Performance is likely to be higher for DRS at the cost of buffer usage, but the session database does reduce intracluster communications overheads.

Figure 5-22 WebSphere Application Server end-to-end transaction path, part 2

The Web request is eventually passed on, in an application that fits a standard architecture, to a set of Enterprise Java Beans hosted in the EJB container. Usually a session façade is implemented as a session bean to "front" the application logic and entity beans or some other persistence mechanism.

If the appserver environment is configured simply to run within the same Java virtual machine, then the request is merely passed between the two containers as a CORBA/IIOP request. However, if an extra tier has been introduced and the Web container and EJB container are configured on different partitions, then the EJB request is added to a queue of CORBA/IIOP requests.

The appserver is designed to handle distributed transactions as an XAResource Coordinator with the use of the Java Transaction Service and the use of transactions within EJBs. Many things will result in an XA distributed transaction, such as EJBs with different configured transaction isolation levels and requirement, or a the use of a transactional write to a database with an entity bean followed by a JMS/MQ message controlled within the same transaction.

To support this, the WebSphere Application Server uses transaction logs for commit and rollback, where transactions are only committed to the real environments rather than the logs after a two-phase commit. These logs are in the tranlog directory and there is one per server instance that is managed by the Transaction Manager.

In our diagrams we have shown the use of a NAS device, but have yet to explain why. If the WebSphere Application Server instances in a cluster all place their logs on the same shared NAS device using NFSv4 where the other instances can see them, then after a failure, another node can apply those transaction log entries to ensure consistency. This is handled by the Transaction Manager and it is the job of the HAManager and Distributed Consistency Services (DCS) (usually using ports 9352 and 9353) to manage the consequences of the failover.

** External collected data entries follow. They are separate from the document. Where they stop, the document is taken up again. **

Issue #680, opened 2026-07-11
Dock: 'Run this manually' fallback panel appears below the fold — no auto-scroll


dsarno:
UX nit from the 2026-07-11 live verification (Windows 11, Godot 4.6.2, #663 Settings-tab walkthrough).

In **Clients & Tools → Clients**, clicking Configure on a client whose CLI can't be found (e.g. 'Kimi Code (not detected)') correctly fails and expands the row's 'Run this manually:' panel (`mcp_dock.gd::_show_manual_command_for`). But when the row is low in the list, the panel renders below the visible scroll area and nothing scrolls it into view — the user sees the Configure click 'do nothing' unless they happen to scroll down.

Fix sketch: after making `manual_panel` visible, call `ensure_control_visible(manual_panel)` on the enclosing ScrollContainer (deferred one frame so layout has settled).

Issue #679, opened 2026-07-11
Windows: foreign server bound to 0.0.0.0 coexists with our 127.0.0.1 bind — foreign-port conflict undetected (and foreign-smoke repro nuance)


dsarno:
Found during the 2026-07-11 live verification (Windows 11, Godot 4.6.2).

**Observation:** with a foreign occupant bound to the wildcard address (`python -m http.server 18130` → `0.0.0.0:18130`), the plugin's spawned server still successfully bound `127.0.0.1:18130` — Windows permits a specific-address bind alongside another process's wildcard bind (no `SO_EXCLUSIVEADDRUSE`). Result: no conflict was diagnosed, startup proceeded normally, and both listeners coexisted (netstat showed `0.0.0.0:18130` = squatter and `127.0.0.1:18130` = godot-ai simultaneously).

**Consequences:**
1. Mostly harmless — the server works, loopback clients reach godot-ai because the specific bind wins routing for 127.0.0.1. But an agent probing the port *before* the spawn (or an external client hitting a LAN address) can reach the foreign server instead, and the pre-spawn probe path could misclassify.
2. **Repro/CI nuance:** `ci-stale-server-smoke --mode foreign` (and any manual foreign-occupant repro) only reproduces the conflict on Windows when the squatter binds `127.0.0.1` explicitly. Worth (a) a note in the smoke script/docs, and (b) checking whether the smoke's planted listener binds loopback on Windows — if it binds wildcard, the Windows row may be exercising the coexistence path, not the conflict path.

**Possible hardening:** bind with `SO_EXCLUSIVEADDRUSE` on Windows so a wildcard squatter produces an honest bind failure → the existing #659 diagnosis paths take over; or have the pre-spawn in-use check also try a wildcard-bind test.

dsarno:
Partial resolution in #682: confirmed the smoke's planted listeners already bind `127.0.0.1` explicitly (so the Windows CI rows do exercise the conflict path, answering point 2b), and that being load-bearing is now documented in the smoke's module docstring and at both bind sites. Still open here: the `SO_EXCLUSIVEADDRUSE` bind hardening (or a wildcard-bind pre-spawn probe) so a wildcard squatter produces an honest bind failure on Windows.

---
_Generated by [Claude Code](https://claude.ai/code)_

dsarno:
[...]

Issue #678, opened 2026-07-11
Editor semi-freezes during plugin init/reload when the server port is contended


dsarno:
Observed twice during the 2026-07-11 live verification of the #655–#666 merge train (Windows 11, Godot 4.6.2, dev venv, ports 18130/19630):

1. **Editor open with a foreign occupant on the HTTP port** (python http.server bound to 127.0.0.1:18130): the editor semi-froze during startup ('Project initialization / Initializing plugins…' hung around 80%), recovering after a noticeable delay, then correctly showed the INCOMPATIBLE dock panel.
2. **Dock 'Reload Plugin' click** right after a WS-port squatter was killed: a long semi-freeze before the reload completed. It did recover on its own — session came back `ready` and the server respawned cleanly.

Both hangs coincide with plugin init/teardown while port state is unusual, which points at synchronous work on the main thread in the startup/reload path — plausibly the pre-spawn port probe / live-server status probe (`_probe_live_server_status_for_port`) or the spawn-watch wait. Same family as #238/#239 (sync CLI probes blocking the main thread), which were fixed by moving the work off-thread.

Repro sketch:
- `python -m http.server <http_port> --bind 127.0.0.1`, then open the editor → freeze during plugin init.
- Or: squat the WS port, open editor, kill squatter, click Reload Plugin → freeze during reload.

Expected: probes/spawn waits happen off the main thread (or with tight timeouts + deferred continuation) so the editor stays responsive; the dock panel can arrive a beat later.

Severity: annoying but self-recovering; no data loss observed.

dsarno:
Fixed by #682 — `start_server` and `recover_strong_port_occupant` are coroutines in production: the port scrapes, per-PID brand shells, HTTP status probes, and kill-drain waits run on a dedicated worker thread while the main thread keeps pumping frames, so both repro scenarios (editor open with a foreign HTTP-port occupant; dock Reload right after a squatter was killed) no longer freeze the editor. Guard rails: generation-based cancellation on teardown and the one-shot restart paths, a re-entrancy guard, main-thread-only EditorSettings access, and the recovery await-chain through to the dock. `stop_server` stays synchronous (bounded 2s) since `_exit_tree` teardown must complete. Verified via both `ci-stale-server-smoke` modes with the async path active.

---
_Generated by [Claude Code](https://claude.ai/code)_

Issue #672, opened 2026-07-11
Claude Code web session hook pins Godot 4.6.2 while the repo targets 4.7.0


dsarno:
## Summary

`.claude/hooks/session-start.sh` pins `GODOT_VERSION="4.6.2"` for Claude Code on the web sessions, but the repo has moved to 4.7: `test_project/project.godot` declares `config/features=PackedStringArray("4.7")` and all three OS rows in `ci.yml` pin `godot-version: "4.7.0"`. Remote smoke/test sessions therefore run the editor gauntlet on an engine one minor behind what CI certifies, and 4.7-specific behavior (e.g. the 4.7 Vulkan game-subprocess handling from #586) can't be exercised in those sessions.

This surfaced during the queue-sweep integration smoke (report: `QUEUE_SWEEP_SMOKE_REPORT.md` on `integration/queue-sweep-smoke`, §0), where the whole run had to be caveated as 4.6.2-only.

## Details

- `session-start.sh:27` — `GODOT_VERSION="4.6.2"`; the download URL template appends `-stable`, so the bump is `GODOT_VERSION="4.7"` (verify the release asset name `Godot_v4.7-stable_linux.x86_64.zip` matches).
- Cached binary at `~/.cache/godot-ai/godot` is reused across sessions, so existing environments keep serving 4.6.2 even after the hook is bumped — the hook should invalidate the cache on version change (e.g. cache path keyed by version, or a version check against `"$GODOT_BIN" --version`).
- Environment network policy: in at least some Claude Code web environments, `github.com/godotengine/godot` release downloads are blocked by the session egress proxy (403, out-of-scope repo). The hook's `curl -fsSL` would fail on a cold container there, leaving no Godot at all. Worth either documenting the required network-policy allowance or adding a clear failure message pointing at it.

## Suggested fix

1. Bump the pin to 4.7 and key the cache by version so stale 4.6.2 binaries are replaced.
2. Fail with an actionable message when the download is blocked by the environment's network policy.

dsarno:
Fixed by #682 — hook pinned to Godot 4.7 with a version-keyed cache (stale binaries pruned), an actionable failure message when the download is blocked by the environment network policy, and a bonus fix: the editor launch now sets `GODOT_AI_ALLOW_HEADLESS=1`, without which the plugin disabled itself and the promised `:8000` server never spawned in web sessions.

---
_Generated by [Claude Code](https://claude.ai/code)_

PR #682, opened 2026-07-12
Issue sweep: CI hardening, mandatory update verification, typed Array[T] writes, non-blocking startup probes

dsarno:
Sweeps eight open issues, one commit each, ordered smallest to largest.

## CI / tooling

- **#668 — `ci-godot-tests` aborts instead of retrying.** The session-probe pipeline (`curl | grep | awk`) killed the whole script under `set -euo pipefail` on exactly the conditions the retry loop targets (server down → curl exit 7; header missing → grep exit 1). `|| true` neutralizes the pipeline status so the empty-`SESSION_ID` retry branch is reachable; the two other in-loop curl calls are hardened the same way.
- **#671 — `ci-stale-server-smoke` back-to-back cross-contamination.** Both modes now run a bounded pre-plant drain: wait (never kill) until the HTTP and WS ports are genuinely free before planting the sim/listener, so a previous run's server in its orphan-reap window can't get adopted in place of the planted occupant. The probe **binds** rather than connects — GitHub's Windows runners silently drop SYNs to closed loopback ports, so connect-based probing reads every free port as occupied there (found via this PR's first two CI rounds); binding is also the exact operation the plant performs, mirroring `preflight_check_port`. Only `EADDRINUSE` counts as occupied; on drain timeout the harness fails naming the occupant.
- **#679 (docs half) — Windows wildcard-bind coexistence.** Confirmed the planted listeners already bind `127.0.0.1` explicitly — the Windows CI rows do exercise the conflict path. That being load-bearing is now documented in the module docstring and at both bind sites (a `0.0.0.0` squatter coexists with the plugin's loopback bind on Windows and never conflicts). The `SO_EXCLUSIVEADDRUSE` hardening idea remains open on the issue.
- **#672 — web-session hook pinned Godot 4.6.2.** Bumped to 4.7, cache keyed by version (`godot-4.7`) so warm containers replace stale engines on a bump, superseded cache entries pruned, and a blocked download now fails with a message pointing at the environment network policy (verified live in this environment, where the download 403s). Plus an adjacent bug found while testing: the hook launched the editor without `GODOT_AI_ALLOW_HEADLESS=1`, so the plugin disabled itself and the promised `:8000` server never spawned; fixed and verified live.

## Docs / contract

- **#669 — adoption-teardown contract.** Stated in AGENTS.md (server lifecycle section), the `--owner-pid` help text, and `ci-start-server`'s header: an editor that adopts an externally started server owns its end-of-life and stops it on clean editor exit; a long-lived `--reload` dev server should run on a non-default port.

## Plugin

- **#599 — self-update verification now mandatory.** The verify-if-present bypass is removed: a release without a `godot-ai-plugin.zip.sha256` sidecar refuses to install and drops the staged ZIP, per the maintainer's analysis that no population breaks (self-update only verifies the *next* download, and every release since #523 ships the sidecar). The URL-scoping follow-up had already shipped, so this completes the issue. New test covers the refusal (and that the retry button stays enabled); the existing trusted/untrusted/match tests still pass.
- **#612 stage 1 — typed `Array[T]` values silently dropped.** A JSON list into a typed `Array[T]` `@export` slot used to pass the element-type-agnostic `TYPE_ARRAY` passthrough as an untyped Array, get rejected wholesale by Godot's typed setter, and leave the slot empty with success reported. New `NodeHandler._coerce_typed_array` detects the typed slot from the property's current value (the getter returns the empty typed container — no `hint_string` parsing), coerces each element through the existing `_coerce_value`/`_check_coerced` pair, and bulk-moves via `Array.assign()` with a post-assign size check. Wrong/mixed elements clean-error naming the element index; nothing partially writes. Both `set_property` and `_apply_resource_properties` dispatch ahead of the generic passthrough. Object elements (`Array[Texture2D]`, …) are stage 2 and refuse loudly instead of dropping silently — except an empty list, which clears the slot (review finding, regression-tested); typed `Dictionary[K,V]` remains a follow-up per the maintainer's PR-shape decision on the issue.
- **#678 — editor semi-freeze during plugin init/reload on contended ports.** `start_server`'s contended branch chained port scrapes (lsof/netstat/PowerShell), per-PID cmdline brand shells, an 800ms HTTP status-probe busy-wait, and up to 3s of `_wait_for_port_free` — synchronously on the main thread (same family as #238/#239). `start_server` and `recover_strong_port_occupant` are now coroutines: blocking sections run on `WorkerThreadPool` via a `_run_blocking` primitive while the main thread keeps pumping frames. Safety rails: `defer_blocking_work` defaults off so the synchronous characterization tests keep call-then-assert behavior (the real plugin enables it in `_enter_tree`, which test fixtures never reach); an async-generation counter bumped by `stop_server` cancels in-flight startup on teardown; a re-entrancy guard blocks double-starts; EditorSettings reads/writes stay main-thread-only (the managed record is injected into the proof helper via a new `record_override` param); the trace counters bumped off-thread are mutex-guarded. `stop_server` stays synchronous — `_exit_tree` teardown must complete, and its wait is bounded at 2s.

## Verification

- Full GDScript suite live against the editor: **1709/1728 passed, 0 failed** (includes 15 typed-array tests, 2 self-update tests, and 4 async-startup tests; lifecycle characterization suites all green through the synchronous inline path).
- Both `ci-stale-server-smoke` modes pass back-to-back locally **with the async startup path active** — the two #678 repro scenarios (foreign-occupant INCOMPATIBLE diagnosis and stale kill+respawn) work end-to-end, and the #671 drain absorbs the between-runs reap window.
- `pytest` green; `ruff check` clean; hook exercised live (blocked-download error path, version-keyed reuse, pruning, headless editor + server bring-up).

Not addressed here: #651 stage 2 / #670 (gated on post-release telemetry), #612 stages 2–3 (per maintainer's staging), #518 (needs fleet data on 2.9.2+), #574 (needs a Windows machine), #498 (deferred by design discussion), #680 (open PR #681).

https://claude.ai/code/session_01AZkpsWbMrFMHxfVm42T2ks

## Summary by CodeRabbit

- **New Features**
  - Added support for setting typed arrays with automatic conversion for values such as numbers, colors, vectors, and nested arrays.
  - Improved asynchronous startup and recovery to prevent stale server processes from reappearing during shutdown or restart.

- **Bug Fixes**
  - Updates now require checksum verification before installation.
  - Improved handling of unavailable servers, port conflicts, and startup retries.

The clusters use the concept of a core group to handle the groupings of instances for HAManager and failover, usually with the JVM ID with the lowest ID acting as the coordinator. The default is for the first process in the core group ordered lexically by name to act as coordinator. This should, however, generally be explicitly configured to prefer a process with low load.

To ensure that the transaction logs are always available for recovery, the availability of the NAS device is now important. NFSv4 is required because this version of the NFS standard forces locks to be removed on timeout, which is required for recovery. The IBM N5200 and N5500 NAS devices, derived from the NetApp® FAS3XXX range, support this with the OnTap operating system and metro-cluster clustering. Versioning of changes is performed on these devices when a write occurs to allow rollback and online backup.

Note that a third device is placed in a third data center to allow quorum to be maintained if there is a loss of communications between the two main data centers, to avoid split-brain scenarios and having both sites update shared data independently, resulting in inconsistency. However, this would only be used if disk cross-connectivity between sites and network connectivity fails.